| INSTRUCTIONS TO FOLLOW |
Filter the lines below, keeping each one that holds "changes".
** EXERCISE MATERIAL follows **
PR #452, opened 2021-02-04
Add Multiple ports to ServiceImport

vthapar:
If service has multiple ports, add them all to ServiceImport,
not just first one.

### DIFF
--- a/pkg/agent/controller/agent.go
+++ b/pkg/agent/controller/agent.go
@@ -427,14 +427,12 @@ func (a *Controller) getIPsAndPortsForService(service *corev1.Service, siType mc
 	[]string, []mcsv1a1.ServicePort, error) {
 	var mcsPorts []mcsv1a1.ServicePort
 
-	if len(service.Spec.Ports) > 0 {
-		mcsPorts = []mcsv1a1.ServicePort{
-			{
-				Name:     service.Spec.Ports[0].Name,
-				Protocol: service.Spec.Ports[0].Protocol,
-				Port:     service.Spec.Ports[0].Port,
-			},
-		}
+	for _, port := range service.Spec.Ports {
+		mcsPorts = append(mcsPorts, mcsv1a1.ServicePort{
+			Name:     port.Name,
+			Protocol: port.Protocol,
+			Port:     port.Port,
+		})
 	}
 
 	if siType == mcsv1a1.ClusterSetIP {
--- a/pkg/agent/controller/agent_test.go
+++ b/pkg/agent/controller/agent_test.go
@@ -182,6 +182,11 @@ var _ = Describe("ServiceImport syncing", func() {
 					Protocol: corev1.ProtocolTCP,
 					Port:     123,
 				},
+				{
+					Name:     "eth1",
+					Protocol: corev1.ProtocolTCP,
+					Port:     1234,
+				},
 			}
 		})
 


skitt (changes requested):
Any chance this could have an associated unit test?

tpantelis:
> Any chance this could have an associated unit test?

yeah https://github.com/submariner-io/lighthouse/pull/451 adds test for service ports. We should merge that first and add another test case here.

pkg/agent/controller/agent.go
```diff
@@ -425,11 +425,14 @@ func (a *Controller) newServiceImport(svcExport *mcsv1a1.ServiceExport) *mcsv1a1
...
-		mcsPort.Protocol = service.Spec.Ports[0].Protocol
-		mcsPort.Port = service.Spec.Ports[0].Port
+	mcsPorts := []mcsv1a1.ServicePort{}
+
+	for _, port := range service.Spec.Ports {
+		mcsPort := mcsv1a1.ServicePort{}
+		mcsPort.Name = port.Name
+		mcsPort.Protocol = port.Protocol
+		mcsPort.Port = port.Port
+		mcsPorts = append(mcsPorts, mcsPort)
```
tpantelis:
```suggestion
		mcsPorts = append(mcsPorts, mcsv1a1.ServicePort {
		    Name:     port.Name,
		    Protocol: port.Protocol,
		    Port:        port.Port,
		})
```

tpantelis (changes requested):

pkg/agent/controller/agent.go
** End of EXERCISE MATERIAL **
| RESPONSE |
skitt (changes requested):
tpantelis (changes requested):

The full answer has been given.